Tuesday, October 8, 2013

The Death of Battleships.

Yamato under construction.  
I think this is a story worth telling because I often find that people are unaware that battleships are obsolete (meaning they're basically useless for navies around the world in the event of war).  Yep, it's true.  With very few exceptions, they've been obsolete round the world since since World War II.  The reason for this goes back to the story of this bad boy seen in the picture below, Battleship Yamato.  

Whoa, and was it ever a bad boy.  Yamato was the largest battleship ever built, the pride of the Imperial Japanese Navy.  It was originally designed to be an aircraft carrier and was actually BIGGER than the aircraft carrier in the United States Navy at the time.  To give you a picture of just how big it was... the largest U.S. Battleships ever built displaced 45,000 tons (roughly the size of the Titanic of sinking and Hollywood fame).  The Yamato displaced 73,000 tons.  It's guns were bigger and better than anything else in naval history before or since.  They were 18.1 inches and capable of shooting shells that were the equivalent of explosive Volkswagon Beetles at targets 30 miles away!

Yamato undergoing sea trials.
On top of that, Yamato, at the time of its death, had over 160 anti-aircraft guns.  AA guns (as we shall affectionately call them) were needed on ships in WWII because pesky airplanes were taking off from aircraft carriers and causing all sorts of trouble.  However, there had never really been a battle, a serious battle, to prove whether or not carrier-borne aircraft were indeed superior to battleships or not.  
If any battleship could prove or disprove the superiority of battleships when it came to a fight between battleships and aircraft carriers, it was going to be Yamato.  To begin with, remember that she had 160 guns that were meant to kill planes!  What I didn't yet say was that she also had huge shells that went into her 18.1 inch guns that were the equivalent of BUCKSHOT.  (Such ingenuity was typical of the Imperial Japanese warfare btw).  Yessir, dem big guns would aim upward and farr a sprayd of hellfire at doze incomin' planes - jest lik an ol' fashund turkey shoot!  

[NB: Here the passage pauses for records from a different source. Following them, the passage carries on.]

PR #1999, opened 2025-10-08
w0vncserver: Add raw keyboard support

CendioHalim:
This add support for using keycodes in the WaylandDesktop and PortalDesktop.

### DIFF
--- a/unix/w0vncserver/portals/RemoteDesktop.cxx
+++ b/unix/w0vncserver/portals/RemoteDesktop.cxx
@@ -96,8 +96,9 @@ RemoteDesktop::~RemoteDesktop()
   delete remoteDesktop;
 }
 
-void RemoteDesktop::keyEvent(uint32_t keysym, uint32_t /* keycode */,
-                             bool down)
+void RemoteDesktop::notifyKeyboardKeysym(uint32_t keysym,
+                                         uint32_t /* keycode */,
+                                         bool down)
 {
   GVariantBuilder optionsBuilder;
   GVariant* params;
@@ -116,7 +117,8 @@ void RemoteDesktop::keyEvent(uint32_t keysym, uint32_t /* keycode */,
   remoteDesktop->call("NotifyKeyboardKeysym", params);
 }
 
-void RemoteDesktop::pointerEvent(int x, int y, uint16_t buttonMask)
+void RemoteDesktop::notifyPointerMotionAbsolute(int x, int y,
+                                                uint16_t buttonMask)
 {
   GVariantBuilder optionsBuilder;
   GVariant* params;
@@ -137,15 +139,15 @@ void RemoteDesktop::pointerEvent(int x, int y, uint16_t buttonMask)
   for (int32_t i = 0; i < BUTTONS; i++) {
     if ((buttonMask ^ oldButtonMask) & (1 << i)) {
       if (i > 2 && i < 7)
-        handleScrollWheel(i);
+        notifyPointerAxisDiscrete(i);
       else
-        handleButton(i, buttonMask & (1 << i));
+        notifyPointerButton(i, buttonMask & (1 << i));
     }
   }
   oldButtonMask = buttonMask;
 }
 
-void RemoteDesktop::handleButton(int32_t button, bool down)
+void RemoteDesktop::notifyPointerButton(int32_t button, bool down)
 {
   GVariantBuilder optionsBuilder;
   GVariant* params;
@@ -162,7 +164,7 @@ void RemoteDesktop::handleButton(int32_t button, bool down)
   remoteDesktop->call("NotifyPointerButton", params);
 }
 
-void RemoteDesktop::handleScrollWheel(int32_t button)
+void RemoteDesktop::notifyPointerAxisDiscrete(int32_t button)
 {
   GVariantBuilder optionsBuilder;
   GVariant* params;
--- a/unix/w0vncserver/portals/RemoteDesktop.cxx
+++ b/unix/w0vncserver/portals/RemoteDesktop.cxx
@@ -96,9 +96,7 @@ RemoteDesktop::~RemoteDesktop()
   delete remoteDesktop;
 }
 
-void RemoteDesktop::notifyKeyboardKeysym(uint32_t keysym,
-                                         uint32_t /* keycode */,
-                                         bool down)
+void RemoteDesktop::notifyKeyboardKeysym(uint32_t keysym, bool down)
 {
   GVariantBuilder optionsBuilder;
   GVariant* params;
@@ -107,14 +105,29 @@ void RemoteDesktop::notifyKeyboardKeysym(uint32_t keysym,
   if (!(selectedDevices & DEV_KEYBOARD))
     return;
 
-  // FIXME: Make use of keycodes?
-
   state = down ? 1 : 0;
 
   g_variant_builder_init(&optionsBuilder, G_VARIANT_TYPE("a{sv}"));
   params = g_variant_new("(oa{sv}iu)", sessionHandle.c_str(),
                          &optionsBuilder, keysym, state);
   remoteDesktop->call("NotifyKeyboardKeysym", params);
+}
+
+void RemoteDesktop::notifyKeyboardKeycode(uint32_t xtcode, bool down)
+{
+  GVariantBuilder optionsBuilder;
+  GVariant* params;
+  uint32_t state;
+
+  if (!(selectedDevices & DEV_KEYBOARD))
+    return;
+
+  state = down ? 1 : 0;
+
+  g_variant_builder_init(&optionsBuilder, G_VARIANT_TYPE("a{sv}"));
+  params = g_variant_new("(oa{sv}iu)", sessionHandle.c_str(),
+                         &optionsBuilder, xtcode, state);
+  remoteDesktop->call("NotifyKeyboardKeycode", params);
 }
 
 void RemoteDesktop::notifyPointerMotionAbsolute(int x, int y,
--- a/unix/w0vncserver/wayland/objects/VirtualKeyboard.cxx
+++ b/unix/w0vncserver/wayland/objects/VirtualKeyboard.cxx
@@ -29,6 +29,7 @@
 #include <rfb/KeysymStr.h>
 
 #include "../../w0vncserver.h"
+#include "../../parameters.h"
 #include "Display.h"
 #include "Seat.h"
 #include "Keyboard.h"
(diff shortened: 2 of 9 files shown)


unix/w0vncserver/portals/RemoteDesktop.cxx
```diff
@@ -117,6 +113,23 @@ void RemoteDesktop::notifyKeyboardKeysym(uint32_t keysym,
...
+  uint32_t state;
+
+  if (!(selectedDevices & DEV_KEYBOARD))
+    return;
+
+  state = down ? 1 : 0;
+
+  g_variant_builder_init(&optionsBuilder, G_VARIANT_TYPE("a{sv}"));
+  params = g_variant_new("(oa{sv}iu)", sessionHandle.c_str(),
+                         &optionsBuilder, xtcode, state);
```
CendioOssman: This needs to be mapped between RFB and what the portal expects.

unix/w0vncserver/wayland/objects/VirtualKeyboard.cxx
```diff
@@ -91,11 +91,15 @@ void VirtualKeyboard::key(uint32_t keysym,
...
-    return;
+  if (!rawKeyboard) {
+    keyCode = wKeyboard->keysymToKeycode(keysym);
+    if ((unsigned int)keyCode == XKB_KEYCODE_INVALID) {
+      vlog.debug("Unable to map keysym XK_%s (0x%04x), ignoring key press",
+                 KeySymName(keysym), keysym);
+      return;
+    }
+  } else {
+    keyCode = xtcode;
```
CendioOssman: Same thing here, also needs to be mapped.

CendioOssman (changes requested):

unix/w0vncserver/portals/RemoteDesktop.cxx
CendioHalim: The compositors expect evdev codes. I just copied `qnum_to_xorgevdev.c` and used that for mapping. Maybe it should be renamed to `qnum_to_evdev.c` or something?

CendioOssman: It might be "xorg" specific in that it has that odd 8 offset.

CendioOssman: And nothing in the spec says that is is supposed to be evdev codes as far as I can tell.

If that happens to be the de facto-standard, then we can play along. But we should have a comment that this is not properly standardised, and a reference to a bug report to the specification that this is lacking.

(similarily, I don't see anything properly defining keysyms either)

CendioHalim: https://github.com/flatpak/xdg-desktop-portal/issues/1834

CendioHalim: I've added a FIXME explaining that the portals expect evdev keycodes and xkbcommon keysyms

unix/w0vncserver/wayland/WaylandDesktop.cxx
```diff
@@ -129,6 +133,14 @@ void WaylandDesktop::pointerEvent(const core::Point& pos, uint16_t buttonMask)
 
 void WaylandDesktop::keyEvent(uint32_t keysym, uint32_t keycode, bool down)
 {
+  if (rawKeyboard) {
+    if (keycode >= code_map_qnum_to_xorgevdev_len) {
+      vlog.error("Could not map key event to evdev key code");
+      return;
+    }
+    keycode = code_map_qnum_to_xorgevdev[keycode];
```
CendioOssman: I don't think this is correct. You have a layout here, so it's not a given that evdev key codes are used. You should probably do what vncviewer does to map things.

unix/w0vncserver/portals/RemoteDesktop.cxx
```diff
@@ -117,6 +113,30 @@ void RemoteDesktop::notifyKeyboardKeysym(uint32_t keysym,
   remoteDesktop->call("NotifyKeyboardKeysym", params);
 }
 
+void RemoteDesktop::notifyKeyboardKeycode(uint32_t xtcode, bool down)
```
CendioOssman: These do not use xt key codes, so I think this argument name can be confusing.

unix/w0vncserver/wayland/objects/VirtualKeyboard.cxx
```diff
@@ -76,8 +77,7 @@ unsigned int VirtualKeyboard::getLEDState()
   return seat->getKeyboard()->getLEDState();
 }
 
-void VirtualKeyboard::key(uint32_t keysym,
-                          uint32_t /* xtcode */, bool down)
+void VirtualKeyboard::key(uint32_t keysym, uint32_t xtcode, bool down)
```
CendioOssman: Same thing here, these are not xt key codes.

unix/w0vncserver/wayland/WaylandDesktop.cxx
CendioHalim: Right, I've changed it so that a new keycodemap is generated whenever the keymap is changed.

Also updated all other keycodemaps we have, might as well if we're adding a new map.

unix/w0vncserver/wayland/objects/Keyboard.cxx
```diff
@@ -233,3 +250,43 @@ unsigned int Keyboard::getLEDState()
...
+    xkb_keycode_t keycode;
+    bool match;
+    const char* qnumKeyName;
+
+    match = false;
+    qnumKeyName = code_map_qnum_to_xkb[i];
+    if (!qnumKeyName)
+      continue;
+
+    keycode = 0;
```
CendioOssman: This line does nothing.

unix/w0vncserver/wayland/objects/Keyboard.cxx
```diff
@@ -233,3 +250,43 @@ unsigned int Keyboard::getLEDState()
...
+
+  for (unsigned int i = 0; i < code_map_qnum_to_xkb_len; i++) {
+    xkb_keycode_t keycode;
+    bool match;
+    const char* qnumKeyName;
+
+    match = false;
+    qnumKeyName = code_map_qnum_to_xkb[i];
+    if (!qnumKeyName)
+      continue;
```
CendioOssman: Can this really be a case? Isn't an `assert()` more appropriate?

unix/w0vncserver/wayland/objects/Keyboard.h
```diff
@@ -65,6 +68,7 @@ namespace wayland {
     XkbContext* context;
     // Called when the LED state has changed
     std::function<void(unsigned int)> setLEDstate;
+    int code_map_qnum_to_keycode[256];
```
CendioOssman: Not `uint32_t`?

unix/w0vncserver/wayland/objects/Keyboard.cxx
```diff
@@ -233,3 +251,50 @@ unsigned int Keyboard::getLEDState()
...
+        continue;
+
+      xkbKeyCode = xkb_keymap_key_by_name(context->keymap, keyName);
+      if (xkbKeyCode != XKB_KEYCODE_INVALID)
+        break;
+    }
+
+    if (xkbKeyCode != 0) {
+      vlog.debug("Found mapping for key %.4s: 0x%04x -> 0x%04x",
+                 keyName, rfbcode, xkbKeyCode);
```
CendioOssman: We probably don't want this massive dump on each debug startup. The failures should be sufficient.

unix/w0vncserver/wayland/objects/Keyboard.cxx
```diff
@@ -233,3 +251,50 @@ unsigned int Keyboard::getLEDState()
...
+      codeMapQnumToKeyCode[rfbcode] = xkbKeyCode;
+    } else {
+      vlog.debug("No mapping found for key 0x%04x", rfbcode);
```
CendioOssman, line 302: Do we get any false complaints from this? I suspect some QEMU codes won't be present at all in `code_map_xkb_to_qnum`? We probably only want to complain when there is some issue with the local layout. I.e. when none of the names are found.

unix/w0vncserver/wayland/objects/Keyboard.cxx
```diff
@@ -233,3 +251,50 @@ unsigned int Keyboard::getLEDState()
...
+
+    xkbKeyCode = 0;
+    keyName = "";
+    for (unsigned int j = 0; j < code_map_xkb_to_qnum_len; j++) {
+      if (code_map_xkb_to_qnum[j].to != rfbcode)
+        continue;
+
+      keyName = code_map_xkb_to_qnum[j].from;
+      if (!keyName)
+        continue;
```
CendioOssman: Shouldn't this be an `assert()`?

unix/w0vncserver/wayland/objects/VirtualKeyboard.cxx
```diff
@@ -91,11 +91,15 @@ void VirtualKeyboard::key(uint32_t keysym,
...
-    return;
+  if (!rawKeyboard) {
+    key = wKeyboard->keysymToKeycode(keysym);
+    if ((unsigned int)key == XKB_KEYCODE_INVALID) {
+      vlog.debug("Unable to map keysym XK_%s (0x%04x), ignoring key press",
+                 KeySymName(keysym), keysym);
+      return;
+    }
+  } else {
+    key = wKeyboard->rfbcodeToKeycode(keycode);
```
CendioOssman, line 102: Need a check here as well if there was no mapping.

unix/w0vncserver/wayland/objects/Keyboard.cxx
CendioHalim: It avoids this warning:

`/tigervnc/unix/w0vncserver/wayland/objects/Keyboard.cxx:291:5: error: ‘xkbKeyCode’ may be used uninitialized [-Werror=maybe-uninitialized]
`

unix/w0vncserver/wayland/objects/Keyboard.cxx
CendioHalim: Sure, I'll add an assert.

unix/w0vncserver/wayland/objects/Keyboard.cxx
CendioHalim: Okay.

unix/w0vncserver/wayland/objects/Keyboard.cxx
CendioHalim: What you're saying is that we only want to complain if we find nothing at all?

unix/w0vncserver/wayland/objects/VirtualKeyboard.cxx
CendioHalim: Fixed now.

unix/w0vncserver/wayland/objects/Keyboard.cxx
CendioOssman: No, it could be useful to complain about each problem. The issue is that this code will likely complain about two things:

 * Missing key names from the compositor's layout
 * Missing QEMU entries in `code_map_xkb_to_qnum`

The latter is our fault, and static, so it is just noise to complain about that.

Yamato exploding.  Note the size of the ships to the left.
So... the real test for Yamato, and really all battleships, came when 280+ U.S. planes came to attack the biggest, baddest mamma-jamma that ever sailed the seven seas.

 It was basically no contest.  Yamato and her crew fought back valiantly, but she got toasted with loads of torpedos and bombs (at least 15 of them!) 
Losses for the U.S., however, were minimal, and afterwards the battleship was considered obsolete by navies worldwide.